Fellow: Caroline Roth, MD; LSU/Children’s Hospital of New Orleans
Summary: In this study, the authors present the one year outcomes of the Study of Refeeding to Optimize Inpatient Gains (StRONG) trial which had previously shown in the short term that a higher-calorie refeeding (HCR) regimen, in comparison to a lower-calorie refeeding (LCR) regimen, resulted in a shorter time to medical stability, shorter length of stay, and reduced cost per participant without an increased rate of electrolyte abnormalities. Patients hospitalized for medical instability with a diagnosis of anorexia nervosa or atypical anorexia nervosa with mBMI >60% at two tertiary care centers were randomized to a LCR regimen or a HCR regimen. Height, weight, vital signs, information regarding medical readmissions, and an Eating Disorder Examination Questionnaire (EDE-Q) score were obtained over the course of a year at five follow-up visits or from outside records if in-person visits were not conducted. The authors found no statistically significant difference between the rates of clinical remission, change in percentage of mBMI, change in EDE-Q scores, proportion of patients who experienced medical rehospitalization, or duration of rehospitalization.

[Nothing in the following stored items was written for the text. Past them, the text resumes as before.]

PR #1291, opened 2024-11-07
Use zmq-anyio

davidbrochart:
@minrk this is using an AnyIO-compatible pyzmq API (from https://github.com/davidbrochart/zmq-anyio), as discussed in https://github.com/zeromq/pyzmq/pull/2045.


davidbrochart:
I can see with this PR that ipykernel runs on trio when hard-coding  the backend [here](https://github.com/ipython/ipykernel/blob/fe527201e9377ad4d9e0c497d3a373f0c8dd261c/ipykernel/kernelapp.py#L699), but how can we choose e.g. from JupyterLab to set `trio_loop`?

minrk:
Nice! So it looks like for compatibility with Windows, you've gone with spawning a `select` thread for every waiting socket?

> I can see with this PR that ipykernel runs on trio when hard-coding the backend [here](https://github.com/ipython/ipykernel/blob/fe527201e9377ad4d9e0c497d3a373f0c8dd261c/ipykernel/kernelapp.py#L699), but how can we choose e.g. from JupyterLab to set trio_loop?

This should presumably be the same as any other Kernel configuration option, so a `config=True` traitlet, set e.g. from a CLI arg or env var in the kernelspec (or [parameterized kernel](https://github.com/jupyter/enhancement-proposals/pull/87), or (most compatible) in the kernel config file (`~/.ipython/profile_default/ipython_kernel_config.py`).

davidbrochart:
> So it looks like for compatibility with Windows, you've gone with spawning a `select` thread for every waiting socket?

Yes, and I think Tornado does something similar [here](https://github.com/tornadoweb/tornado/blob/65a9e48f8ce645f104e3e0aa772222e70b0376d9/tornado/platform/asyncio.py#L438). This means a `zmq_anyio.Socket` has to be started asynchronously with an async context manager (or by calling its `start()` method), but that's consistent with an AnyIO socket.
AnyIO's [wait_socket_readable](https://anyio.readthedocs.io/en/stable/api.html#anyio.wait_socket_readable) "does NOT work on Windows when using the asyncio backend with a proactor event loop (default on py3.8+)".

Thanks for the kernel configuration, I'll try that :+1:

minrk:
> I think Tornado does something similar

It does. The big difference is Tornado starts one selector thread per event loop which is far more scalable, whereas zmq-anyio starts one per socket. This makes sense from a library simplicity standpoint since there isn't a thread running when you are done with a socket, but definitely isn't scalable and probably isn't what we should do long term (and why I think anyio should have this built-in, just like tornado).

As I understand it, this means anyio will spawn [up to 40 threads by default](https://anyio.readthedocs.io/en/stable/threads.html#adjusting-the-default-maximum-worker-thread-count). That's _might_ be okay for ipykernel, but I'd say it does mean we shouldn't use zmq-anyio in any client places like jupyter-client or jupyter-server. Because as soon as you've got 40 idle zmq sockets waiting for a message (what they spend most of their time doing), any subsequent calls to `to_thread` will block forever. I do think the first priority here should be universal `wait_socket_readable` support in anyio itself.

You might be able to provoke this in ipykernel by spawning 41 subshells and not using them, since I think each one adds a socket that will be idle.

You could limit the starvation by making the `to_thread` function one with a timeout that you re-enter all the time from the main async thread. Idle sockets will still starve the thread pool, just with timeout-sized bubbles instead of forever.

davidbrochart:
Interesting, I hadn't thought about that.
Maybe before moving that part to AnyIO we could have async `zmq_anyio.start()` and `zmq_anyio.stop()` that would start/stop the thread?

minrk:
> Maybe before moving that part to AnyIO we could have async zmq_anyio.start() and zmq_anyio.stop() that would start/stop the thread?

Sure! I think that's sensible. I don't have enough experience with the task group hierarchy stuff to know what that should look like. I think it's probably appropriate to have some tests in zmq-anyio with a lot of idle sockets (at least more than the thread count, which I think can be set to 1 or 2) to probe this stuff.

If I were the one writing it, I'd implement a `zmq_anyio.wait_readable` that:

1. invokes tornado's SelectorThread logic as needed on asyncio [as done in pyzmq](https://github.com/zeromq/pyzmq/blob/163acca57058ef0dafd3c6bde87c68083c1379f6/zmq/asyncio.py#L30), and
2. calls `trio.lowlevel.wait_readable` on trio
3. (ideally) accepts integer FD so it doesn't need to call `socket.fromfd` (like `trio.lowlevel.wait_readable` and `asyncio.add_reader`, unlike `anyio.wait_socket_readable`) which I think doubles the number of open FDs

You should be able to base it on [anyio.wait_socket_readable](https://github.com/agronholm/anyio/blob/4d3dd2697a8985216bad5538fbfa4be4c9ebcae3/src/anyio/_backends/_asyncio.py#L2674-L2698) which assumes `socket` objects, despite there being no actual need for that restriction (I'm guessing it's inherited because trio used to have this same issue, but [doesn't anymore](https://trio.readthedocs.io/en/stable/reference-lowlevel.html#trio.lowlevel.wait_readable)).

A smaller, but maybe less clean and less efficient version with a one-time monkeypatch:

```python
if windows and asyncio and proactor:
    # only needed once per asyncio event loop, this is the only situation where a patch is needed
    loop = asyncio.get_running_loop()
    loop.add_reader = selector_add_reader # from tornado's AddThreadSelector
    loop.remove_reader = selector_remove_reader # from tornado's AddThreadSelector

...
# assume wait_socket_readable works, which it should now
await anyio.wait_socket_readable(socket.fromfd(zmq_sock.FD))
# hopefully anyio will fix integer FD support to match underlying asyncio and trio
```

If you did any of those, there would be the advantage that no actual thread is spawned except in the Windows + Proactor + asyncio case, which would get exactly one thread.

fwiw, I started to extract the tornado feature into its own package, but haven't tested it enough to publish a release if there's some reason to not depend on tornado for this feature (I don't think there is): https://github.com/minrk/async-selector-thread. Requiring tornado for this doesn't mean the tornado IOLoop object ever needs to be created, as the SelectorThread logic is pure asyncio, so there's really no reason not to require tornado for this as long as it's the only package with the required feature.

minrk:
I had another thought where you could shutdown the thread if nothing is waiting (when remove_reader is called). This might play nicer with anyio's design of shutting things down when they aren't in use, and you don't need anything hooked up to close unless it's called while waiting on a socket. But it comes at a performance cost because you are probably going to recreate the thread a whole bunch of times (once per message if you only have one socket). I don't actually think we should do that, but it's an idea if there are objections to leaving an idle thread running.

But really by far the most efficient approach is ZMQStream's event-driven on_recv, which registers the FD exactly once and calls handle_events whenever there might be a message, rather than calling add_reader and remove_reader for every message.

davidbrochart:
Still a few tests failing, and trio is not enabled in tests (more failures), but this is taking shape.

davidbrochart:
I'm not sure about the tests that time out, it never happens locally on my machine.

davidbrochart:
Tests don't hang anymore, the remaining failures seem to be for [test_print_to_correct_cell_from_child_thread](https://github.com/ipython/ipykernel/blob/b11d42c1f85e30dc87b73b71e79f994106ab82d4/tests/test_kernel.py#L62) on Windows and Ubuntu/PyPy (there are also some `ResourceWarning: unclosed file <_io.BufferedReader name=14>` treated as errors).

davidbrochart:
I think I'll need some help from @krassowski for the failing `test_print_to_correct_cell_*`, and @Carreau for the failures related to IPython:
```
  File "C:\Users\runneradmin\AppData\Local\hatch\env\virtual\ipykernel\iZc2KLS5\test\lib\site-packages\IPython\utils\_process_win32.py", line 124, in system
    return process_handler(cmd, _system_body)
ResourceWarning: unclosed file <_io.BufferedReader name=14>
```

Carreau:
I think we can tracemalloc.enable() and the resource warning will tell us where the leasked thing is created.

Carreau:
Oh, I had forgotten about `PYTHONTRACEMALLOC` env variable.

davidbrochart:
But it doesn't show more information :thinking:

Carreau:
I'm poking at stuff in https://github.com/ipython/ipython/pull/14621 ;

.github/workflows/ci.yml
```diff
@@ -32,30 +32,44 @@ jobs:
...
+          PYTHONTRACEMALLOC=20 hatch run test:nowarn || PYTHONTRACEMALLOC=20 hatch run test:nowarn --lf
 
       - name: Run the tests on Windows
         timeout-minutes: 15
         if: ${{  startsWith(matrix.os, 'windows') }}
         run: |
-          hatch run cov:nowarn || hatch run test:nowarn --lf
+          hatch run test:pip list
+          hatch run test:python --version
+          PYTHONTRACEMALLOC=20 hatch run test:pytest -v
```
Carreau, line 72:
```suggestion
          hatch run test:pip list
          hatch run test:python --version
          hatch run test:python -m pip install pip install git+https://github.com/ipython/ipython@92dd9e47fe8862ee38770744c165b680cb5241b1
          PYTHONTRACEMALLOC=20 hatch run test:pytest -v
```

Let's try that,

.github/workflows/ci.yml
```diff
@@ -32,30 +32,45 @@ jobs:
...
+          PYTHONTRACEMALLOC=20 hatch run test:nowarn || PYTHONTRACEMALLOC=20 hatch run test:nowarn --lf
 
       - name: Run the tests on Windows
         timeout-minutes: 15
         if: ${{  startsWith(matrix.os, 'windows') }}
         run: |
-          hatch run cov:nowarn || hatch run test:nowarn --lf
+          hatch run test:pip list
+          hatch run test:python --version
+          hatch run test:python -m pip install pip install git+https://github.com/ipython/ipython@92dd9e47fe8862ee38770744c165b680cb5241b1
```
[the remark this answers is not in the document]
Carreau:
```suggestion
          hatch run test:pip list
          hatch run test:python --version
          hatch run test:python -m pip install git+https://github.com/ipython/ipython@92dd9e47fe8862ee38770744c165b680cb5241b1
```

Carreau:
that ... was not it

I will see if I can create a fast branch that only run the failing test, and iterate on commenting things in IPython to see where the buffer can come from. But I do not have windows, so it's a painful process.

davidbrochart:
Thanks @Carreau.
I installed a Windows VM, I'll see if I can reproduce locally.

Carreau:
I would also not be surprised for this kind of errors to depend on previous tests.

krassowski:
I would like to understand how this PR fits into v7 of ipykernel and the motivation for this change, is there an issue describing what are the benefits for users/developers and the plan in more general?

davidbrochart:
Ipykernel is now based on AnyIO, but since [pyzmq](https://github.com/zeromq/pyzmq) doesn't support AnyIO, it prevents ipykernel using a Trio event loop. After talking with @minrk, I started [zmq-anyio](https://github.com/davidbrochart/zmq-anyio) to fill that gap and we upstream Windows support for reading reading sockets in the `ProactorEventLoop` in https://github.com/agronholm/anyio/pull/831, which is required by `zmq`.
Without this PR, we would loose Trio support in ipykernel, which is too bad. I think I'll need help to fix the tests, if we want to have this PR in.
What do you think @minrk and @krassowski ?

krassowski:
Apologies for rather fundamental questions, I am just not very familiar with the topic.

> it prevents ipykernel using a Trio event loop

Does using Trio event loop in 6.x require users to opt-in? How widely is it used? What are its advantages?

davidbrochart:
> Does using Trio event loop in 6.x require users to opt-in?

Yes, it was [opt-in](https://github.com/ipython/ipykernel/blob/830829fd344849c69027a7a198f745e7b84bcb28/ipykernel/kernelapp.py#L172).

> How widely is it used?

Hard to say if it is used a lot in ipykernel, but Trio is getting more and more popular:

star-history-2025211

> What are its advantages?

Trio pioneered [structured concurrency](https://vorpus.org/blog/notes-on-structured-concurrency-or-go-statement-considered-harmful), which is what AnyIO brings to asyncio. We use it [pycrdt-websocket](https://github.com/jupyter-server/pycrdt-websocket), [jupyverse](https://github.com/jupyter-server/jupyverse/pull/453)... In general, level-based cancellation is considered to be a superior solution to edge-based cancellation.

Carreau:
I also strongly recommends the other blogposts that accompany trio release 

https://vorpus.org/blog/archives.html, starting with https://vorpus.org/blog/some-thoughts-on-asynchronous-api-design-in-a-post-asyncawait-world/ 

IPython tries to support trio as well so +1 for trio.

davidbrochart:
The difficulty with this PR is that some tests fail on some platforms but pass on others, and all tests pass on at least one platform, so it's not like it's not working at all, which makes it hard to find the issue. It could be in `zmq-anyio` or in `ipykernel`, I don't know.

davidbrochart:
https://github.com/ipython/ipykernel/pull/1291/commits/b55589244926cbc88cecddd419094b3beaa0b188 is a workaround for not suspending the AnyIO socket selector thread (on Windows with a ProactorEventLoop) when stopped on a breakpoint (I opened https://github.com/agronholm/anyio/issues/869). Now the debugger works on Windows too.
Remaining failures:
- Unclosed files in `IPython\utils\_process_win32.py` (cc @Carreau).
- `zmq.error.ZMQError: Socket operation on non-socket`
- `Fatal Python error: Aborted`
- timeout...

But it could be about the way tests are written too.

.github/workflows/ci.yml
```diff
@@ -49,19 +55,22 @@ jobs:
...
+          PYTHONTRACEMALLOC=20 hatch run test:nowarn || PYTHONTRACEMALLOC=20 hatch run test:nowarn --lf
 
       - name: Run the tests on Windows
         timeout-minutes: 15
         if: ${{  startsWith(matrix.os, 'windows') }}
         run: |
-          hatch run cov:nowarn || hatch run test:nowarn --lf
+          hatch run test:pip list
+          hatch run test:python --version
+          #hatch run test:python -m pip install git+https://github.com/ipython/ipython@92dd9e47fe8862ee38770744c165b680cb5241b1
```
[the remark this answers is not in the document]
davidbrochart: With this it looks like we can't test e.g. Python 3.9 because of IPython.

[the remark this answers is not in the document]
Carreau: Let's already see if this passes on non-python 3.9, we can see after.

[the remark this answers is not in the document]
Carreau: But it seem this hangs anyway, I'll try something else.

.github/workflows/ci.yml
```diff
@@ -49,19 +55,22 @@ jobs:
...
+          PYTHONTRACEMALLOC=20 hatch run test:nowarn || PYTHONTRACEMALLOC=20 hatch run test:nowarn --lf
 
       - name: Run the tests on Windows
         timeout-minutes: 15
         if: ${{  startsWith(matrix.os, 'windows') }}
         run: |
-          hatch run cov:nowarn || hatch run test:nowarn --lf
+          hatch run test:pip list
+          hatch run test:python --version
+          hatch run test:python -m pip install git+https://github.com/ipython/ipython@f9899071478fab03d9c7cf5c982141f2fa0af7d7
```
Carreau, line 72:
```suggestion
          hatch run test:python -m pip install git+https://github.com/ipython/ipython@ea303f8330fddbc786e1fcbf31e881feb7a606b3
```

This just adds a gc.collect to try to narrow down where the unclosed things are.

Carreau:
While you are on this, 

The `hatch run typing:test` will miss a bunch of improper types as anyio (and other libs), are missing from the pre-commit-yaml config files for extra types. Maybe that can help you to catch some issues.

davidbrochart:
Thanks for working on this @Carreau. It looks like the remaining failures are a timeout or caused by IPython, only on Windows (if we exclude PyPy)?

Carreau:
yeah, if we can find a way to ignore the windows failure, i can postpone trying to debug it. otherwise Incan try this week. 

One thing i don't like is the jupyter core still I think uses run_sync via asyncio when calling shutdown kernel, so even in trio, there is an asyncio loop running. 

To verify, and not due to this PR, so not blocking. 
l

davidbrochart:
> One thing i don't like is the jupyter core still I think uses run_sync via asyncio when calling shutdown kernel, so even in trio, there is an asyncio loop running.

You mean in `jupyter-client`? But this is not the same process as ipykernel, so having its own event loop should be fine?
Otherwise `jupyter-client` could use zmq-anyio at some point.

Carreau:
Hum, you are likely right. I would need to recheck, but it does make sens.

Carreau:
https://github.com/ipython/ipython/pull/14749 seems to fix the windows issue. I've push a commit here to ignore the warning in the meantime.

Carreau:
> [ipython/ipython#14749](https://github.com/ipython/ipython/pull/14749) seems to fix the windows issue

Well it fixes it, but creates more issues when magics can't be interrupted by Ctrl-C on win anymore...

davidbrochart:
So it seems that the remaining failures are because of a timeout, or related to subshells?

Carreau:
> So it seems that the remaining failures are because of a timeout, or related to subshells?

Outside of PyPy, it seem so. There are some things that show stuck history threads, but those are just bad cleanup on IPython side and should not create deadlock – and should be less aparent with https://github.com/ipython/ipython/pull/14739 – there will always be one, as there is always at least 1 history mananager.

davidbrochart:
Should we continue testing PyPy? I think it's a great project, but I'm seeing projects giving less and less importance to it, now that CPython is getting a JIT.

ianthomas23:
Note that the `inprocess` tests were disabled in the original `anyio` PR and haven't been reenabled yet:

https://github.com/ipython/ipykernel/blob/f9cfd11b0751125a584a3545cceac7cf0e9b6651/pyproject.toml#L160

davidbrochart:
@ianthomas23 do you think some subshell tests could be flaky?

ianthomas23:
> @ianthomas23 do you think some subshell tests could be flaky?

Yes, some are based on timings which can be risky in CI. Probably I need to write some different tests that do not rely on timings. But also you may have changed some implementation detail that subshells rely upon.

davidbrochart:
Yes zmq-anyio probably changes the order of events, but tests should not depend on that.
The other test failures are either:
- related to IPython,
- a timeout,
- on PyPy.

I'm not sure the failures on PyPy should be ignored or if they can give a hint to some real issues, like the timeout.

Carreau:
for IPython's 

```
ResourceWarning: unclosed file <_io.BufferedReader name=14>
```

I'm aware, but that's beyond my windows knowledge on how to fix. 

Either we close the srtream, but then magics can't get interrupted;
of we leave them dangling, and are not sure if they leak.

Best is to ignore for now.

davidbrochart:
All tests pass except for [ipyparallel](https://github.com/ipython/ipykernel/actions/runs/13436581861/job/37540173368?pr=1291) :eyes:

davidbrochart:
It seems that the only relevant change was removing these architectures from the CI:
```
          - os: windows-latest
            python-version: "3.10"
          - os: windows-latest
            python-version: "3.11"
          - os: windows-latest
            python-version: "3.12"
```
I'll try adding them back just to see.

davidbrochart:
Nevermind, it was running plain `pytest` instead of `test:nowarn`.

ipykernel/heartbeat.py
```diff
@@ -92,13 +92,17 @@ def _bind_socket(self):
     def run(self):
         """Run the heartbeat thread."""
         self.name = "Heartbeat"
-        self.socket = self.context.socket(zmq.ROUTER)
-        self.socket.linger = 1000
+
         try:
+            self.socket = self.context.socket(zmq.ROUTER)
```
Carreau, line 97: it may be a real dumb question, but could/should this be refactored (in another PR maybe) into a context manager:

```
with self.context.socket(zmq.ROUTER) as self.socket:
    ...
```

ipykernel/iostream.py
```diff
@@ -48,7 +49,7 @@ class IOPubThread:
     whose IO is always run in a thread.
     """
 
-    def __init__(self, socket, pipe=False):
+    def __init__(self, socket: zmq_anyio.Socket, pipe=False):
```
Carreau, line 52:
```suggestion
    def __init__(self, socket: zmq_anyio.Socket, pipe:bool=False):
```

tests/test_async.py
```diff
@@ -30,24 +30,23 @@ def test_async_await():
     assert content["status"] == "ok", content
 
 
-# FIXME: @pytest.mark.parametrize("asynclib", ["asyncio", "trio", "curio"])
 @pytest.mark.skipif(os.name == "nt", reason="Cannot interrupt on Windows")
-@pytest.mark.parametrize("asynclib", ["asyncio"])
-def test_async_interrupt(asynclib, request):
+@pytest.mark.parametrize("anyio_backend", ["asyncio"])  # FIXME: %autoawait trio
+def test_async_interrupt(anyio_backend, request):
```
Carreau, line 35: Just a note that there is a TODO here.

tests/test_embed_kernel.py
```diff
@@ -109,7 +109,10 @@ def test_embed_kernel_basic():
     with setup_kernel(cmd) as client:
         # oinfo a (int)
         client.inspect("a")
-        msg = client.get_shell_msg(timeout=TIMEOUT)
+        while True:
+            msg = client.get_shell_msg(timeout=TIMEOUT)
+            if msg["msg_type"] == "inspect_reply":
+                break
```
Carreau, line 115: does this have risk of hanging forever ?

tests/test_io.py
```diff
@@ -12,31 +12,41 @@
...
 import pytest
 import zmq
-import zmq.asyncio
+import zmq_anyio
+from anyio import create_task_group
 from jupyter_client.session import Session
 
 from ipykernel.iostream import _PARENT, BackgroundSocket, IOPubThread, OutStream
 
+pytestmark = pytest.mark.anyio
```
Carreau, line 21:
```suggestion
```

I think this is unused now.

Of if it's a module fixture, there should be a comment.

ipykernel/heartbeat.py
davidbrochart: Maybe, I was just trying to get rid of a failure in [test_merge_connection_file](https://github.com/ipython/ipykernel/blob/28d096d57e4750ab4a92a69e3c6544140b384729/tests/test_kernelapp.py#L50), which creates an `IPKernelApp`, initializes its heartbeat socket and thread, and closes the ZMQ context, leaving the thread working on a closed ZMQ context :cry: 
It was just working by chance before.

Carreau (commented):
+1

tests/test_io.py
davidbrochart: I had to add it back in https://github.com/ipython/ipykernel/pull/1291/commits/192d62edd314199b15fba0bac766f3428c83724c.

tests/test_embed_kernel.py
davidbrochart: I removed it, it seems to be fine now.

davidbrochart:
I had to rerun failing tests, which means that there's some flakiness.
Failures in ipyparallel are expected because it will have to use `zmq_anyio.Socket` instead of `zmq.anyio.Socket`.
How do you feel about merging and focusing on resolving the flakiness?

davidbrochart:
Something is not clear to me, `%autoawait` not only accepts `on` or `off`, but also `asyncio` or `trio`. But whether the kernel is running with an asyncio or a Trio event loop is a [configuration](https://github.com/ipython/ipykernel/blob/72d7ca8247bafde33e693a03545dcfb452c79b25/ipykernel/kernelapp.py#L182), so it cannot be switched at runtime, right?

davidbrochart:
Yeah in ipykernel the event loop used for ipykernel itself to run (handle ZMQ messages, etc.) is the same event loop that runs user code. I think this is the main difference with IPython, which as you said doesn't have an outer event loop.
This means that in ipykernel if the event loop is asyncio, one cannot use `%autoawait trio`, and if the event loop is Trio, one cannot use `%autoawait asyncio`. Basically, in ipykernel one can just use `%autoawait on` or `%autoawait off`, and if `on` then the configured event loop is used. Am I right?

Carreau:
With this PR, my guess is yes, if we want multiple loop and `autoawait anotherlib` we need to update this:

```diff
async def do_execute(
        ...
        async def run(execution: Execution) -> None:
+           # here it's await if same same loop
+           if same_loop:
                execution.result = await coro
+           else:
+                # or the otherlib.run(coro) if another loop
            if not execution.interrupt:
                self.shell_interrupt.put(False)

        res = None
        try:
            async with create_task_group() as tg:
                execution = Execution()
                self.shell_is_awaiting = True
                tg.start_soon(run, execution)
                execution.interrupt = await to_thread.run_sync(self.shell_interrupt.get)
                self.shell_is_awaiting = False
                if execution.interrupt:
                    tg.cancel_scope.cancel()

                res = execution.result
        finally:
            shell.events.trigger("post_execute")
            if not silent:
                shell.events.trigger("post_run_cell", res)
```

I think.

But if we do that, may not have tasks that can span more than the duration of 1 cell.

davidbrochart:
I think mixing event loops in the same notebook is a bad idea anyway, that should be forbidden.

davidbrochart:
In [this timeout failure](https://github.com/ipython/ipykernel/actions/runs/13516469444/job/37766070718?pr=1291#step:5:982) I see 28 `IPythonHistorySavingThread` threads, isn't that a lot?

Carreau:
that should be fixed in Ipython main. It's just that tests create a lot of Shell instances, each with a history saving thread, that was clean only on atexit. now they should be cleaned on garbage collect.

davidbrochart:
That would be interesting to try in this PR, do you expect to release IPython soon?

Carreau:
I published a beta yesterday, and the relevant PR is https://github.com/ipython/ipython/pull/14739, I doubt it will have an effect – or at least I don't see how the history thread could block anything else.

davidbrochart:
I get this error, but maybe I'm doing it wrong?
```
  File "/Users/runner/Library/Application Support/hatch/env/virtual/ipykernel/nycfXNUk/cov.qt5/lib/python3.11/site-packages/IPython/core/history.py", line 688, in __init__
    assert len(HistoryManager._instances) <= HistoryManager._max_inst, (
           ^^^^^^^^^^^^^^^^^^^^^^^^^^^^^^^^^^^^^^^^^^^^^^^^^^^^^^^^^^
AssertionError: (2, 1.0)
```

Carreau:
Yeah, that's on purpose, it tells you you have a history manager leaking, likely in one of the tests that just precede.

Carreau:
with tracemalloc I can tell you that the leaking history_managers are contructed like that:

```
 |  File "/Users/bussonniermatthias/dev/ipykernel/tests/conftest.py", line 213
 |    kernel = MockIPyKernel()
 |  File "/Users/bussonniermatthias/dev/ipykernel/tests/conftest.py", line 198
 |    super().__init__(*args, **kwargs)
 |  File "/Users/bussonniermatthias/dev/ipykernel/ipykernel/ipkernel.py", line 144
 |    self.shell = self.shell_class.instance(
 |  File "/Users/bussonniermatthias/dev/traitlets/traitlets/config/configurable.py", line 583
 |    inst = cls(*args, **kwargs)
 |  File "/Users/bussonniermatthias/dev/ipython/IPython/core/interactiveshell.py", line 623
 |    self.init_history()
 |  File "/Users/bussonniermatthias/dev/ipython/IPython/core/interactiveshell.py", line 1906
 |    self.history_manager = HistoryManager(shell=self, parent=self)
 |  File "/Users/bussonniermatthias/dev/traitlets/traitlets/traitlets.py", line 1289
 |    inst = new_meth(cls)
```

There is likeley something keeping them alive.  I doubt they are the cause of any failure her though.

Carreau:
the fixture were yielding outside of a try/except, and were not properly destroying kernels. 

I pushed a commit that should close many of the leaks.

At least locally tests/test_ipkernel_direct.py almost passes.

More failure will be fixed once we have #1352

davidbrochart:
Thanks, it seems that the only remaining failure is a timeout in `test_kernelapp.py::test_start_app` on Windows?

Carreau:
Just pushed another commit that fix 2 leaks in tests/test_zmq_shell.py

Carreau:
There are no more leaks, or history thread waiting. I hope this will help you track the last errors.

Carreau:
Oh, well, that last issues a re because `_atexit_once` was introduced in https://github.com/ipython/ipython/pull/12898 I'll let you either figure it out, or bump min IPython to 8.0 that was relased more than 3 years ago.

davidbrochart:
I'm not sure why more tests hang now, but being on IPython `main` complicates the picture.
On the other hand tests fail on ipykernel `main` too, so maybe it's not because of zmq-anyio.

minrk:
awesome work, @davidbrochart!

Strengths: The study had a randomized control trial design, demonstrated a long time frame for follow-up, and was adequately powered with an enrolled sample size of 120 patients and good retention. In terms of generalizability, the study was multicenter with two participating academic centers.
Limitations: The study population excluded patients who had an mBMI <60% who may potentially be at higher risk for refeeding syndrome. While the study was multicenter, the centers were in the same geographic region and were large academic centers where the majority of the patients followed up with clinicians within that institution which may limit generalizability to other regions or to hospitals with fewer resources.
Major takeaway: A HCR regimen can be used for most patients hospitalized for medical stabilization secondary to anorexia nervosa without significantly increasing the risk of long term rehospitalization and with statistically similar rates of clinical remission at one year when compared to patients who receive a LCR regimen.
How this article should impact our practice: While historically most institutions used a LCR regimen in their protocols for initial medical stabilization in patients with anorexia nervosa, the StRONG trial offers evidence that a HCR regimen is comparable in terms of risk of refeeding syndrome and long-term clinical remission and rehospitalization rates. As an HCR regimen also has the potential to expedite weight gain, shorten length of stay, and reduce cost, many hospitals may find this an appealing alternative to the LCR regimen. In a time when an increasing percentage of our acute care beds are occupied by patients admitted for disordered eating, any measures that have the potential to reduce time to medical stability, cost, and length of stay in addition to being safe should be considered in our care of these patients.